Exercise instructions:
Repeat the whole listing below with nothing added or dropped.

Records for this exercise:
PR #2525, opened 2022-12-29
improve stream testing script

MFTabriz:
- merge `test/testContent.sh` into `test/ocTestStream.sh`
- detect ffmpeg (in PATH, current dir, parent dir), fail if it's not found
- log ffmpeg executable path and version
- add `--help`

Also:
- use `test/ocTestStream.sh` for automated api tests
- install font in alpine container used for api testing (for `ocTestStream.sh` overlay text), remove unused ffmpeg package
- remove unused `test/automated/test.mp4`
- remove bitrate check in automated tests (H264 technically does not support CBR)
- fix ffmpeg installation in automated test runner scripts
- remove double spaces from transcoder error logs

Issue #2502, opened 2022-12-25
Create new development test stream option


gabek:
### Share your bug report, feature request, or comment.

A handful of people have had problems running `ocTestStream.sh`, and given it's mentioned in some of the development documentation it probably creates a bad first impression when trying to contribute to Owncast.

This script isn't required to work on Owncast, but I personally find it to be the fastest way to get a test stream running. However when it doesn't work then people are lost.

We need a more robust test stream option that probably combines `ocTestStream.sh` and [`testContent.sh`](https://github.com/owncast/owncast/blob/webv2/test/testContent.sh) to allow people to quickly get a stream up and running.

My initial thought is if you provide the path to a video file it streams it (like ocTestStream does) and if you don't it'll generate test content (like testContent does).

MFTabriz:
@gabek what do you think about using the [test video](https://github.com/owncast/owncast/blob/webv2/test/automated/test.mp4) we already have, if no file is specified?

gabek:
I was actually thinking about removing that test video file since `testContent.sh` can replace it. That test video is purposefully super overly compressed because it was there for automated tests that people wouldn't be visually looking at, I just needed something that was technically a video and something super small that wouldn't increase the size of our repository or hit any kind of max size limits. I kind of fear if people were to stream it and look at it they'd think something was wrong.

But I think we could have a default test video _and_ not rely on something that has to be kept in the repo.

We could have a test video that's not excessively compressed and put it up on a web server and the test script could download that video if required. Then file size wouldn't matter. It could also download ffmpeg if needed, since that seems to be a sticking point for people trying to run the test script.

aaronpk:
One thing that occurs to me is that a lot of development of Owncast has nothing to do with the actual video pipeline, and is just about the UI around the live video, like how the chat only appears when a video is live. What about adding a development flag that simulates a live video without actually using the video streaming part of owncast? Basically something that could toggle the video player playing a short static clip from the web server so that the streaming UI loads. But not actually using any of the transcoding pipeline. Just a thought, feel free to ignore.

gabek:
It's a valid suggestion for sure. Unfortunately there's a lot of things that derive state from the existence of the inbound stream itself. It would requite a lot of `if inTesting` logic to fake state in the backend and changing up the frontend player  to know about test state so it can update its config to point at something else.

[...]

Answer below:
PR #2525, opened 2022-12-29
improve stream testing script

MFTabriz:
- merge `test/testContent.sh` into `test/ocTestStream.sh`
- detect ffmpeg (in PATH, current dir, parent dir), fail if it's not found
- log ffmpeg executable path and version
- add `--help`

Also:
- use `test/ocTestStream.sh` for automated api tests
- install font in alpine container used for api testing (for `ocTestStream.sh` overlay text), remove unused ffmpeg package
- remove unused `test/automated/test.mp4`
- remove bitrate check in automated tests (H264 technically does not support CBR)
- fix ffmpeg installation in automated test runner scripts
- remove double spaces from transcoder error logs

Issue #2502, opened 2022-12-25
Create new development test stream option


gabek:
### Share your bug report, feature request, or comment.

A handful of people have had problems running `ocTestStream.sh`, and given it's mentioned in some of the development documentation it probably creates a bad first impression when trying to contribute to Owncast.

This script isn't required to work on Owncast, but I personally find it to be the fastest way to get a test stream running. However when it doesn't work then people are lost.

We need a more robust test stream option that probably combines `ocTestStream.sh` and [`testContent.sh`](https://github.com/owncast/owncast/blob/webv2/test/testContent.sh) to allow people to quickly get a stream up and running.

My initial thought is if you provide the path to a video file it streams it (like ocTestStream does) and if you don't it'll generate test content (like testContent does).

MFTabriz:
@gabek what do you think about using the [test video](https://github.com/owncast/owncast/blob/webv2/test/automated/test.mp4) we already have, if no file is specified?

gabek:
I was actually thinking about removing that test video file since `testContent.sh` can replace it. That test video is purposefully super overly compressed because it was there for automated tests that people wouldn't be visually looking at, I just needed something that was technically a video and something super small that wouldn't increase the size of our repository or hit any kind of max size limits. I kind of fear if people were to stream it and look at it they'd think something was wrong.

But I think we could have a default test video _and_ not rely on something that has to be kept in the repo.

We could have a test video that's not excessively compressed and put it up on a web server and the test script could download that video if required. Then file size wouldn't matter. It could also download ffmpeg if needed, since that seems to be a sticking point for people trying to run the test script.

aaronpk:
One thing that occurs to me is that a lot of development of Owncast has nothing to do with the actual video pipeline, and is just about the UI around the live video, like how the chat only appears when a video is live. What about adding a development flag that simulates a live video without actually using the video streaming part of owncast? Basically something that could toggle the video player playing a short static clip from the web server so that the streaming UI loads. But not actually using any of the transcoding pipeline. Just a thought, feel free to ignore.

gabek:
It's a valid suggestion for sure. Unfortunately there's a lot of things that derive state from the existence of the inbound stream itself. It would requite a lot of `if inTesting` logic to fake state in the backend and changing up the frontend player  to know about test state so it can update its config to point at something else.

[...]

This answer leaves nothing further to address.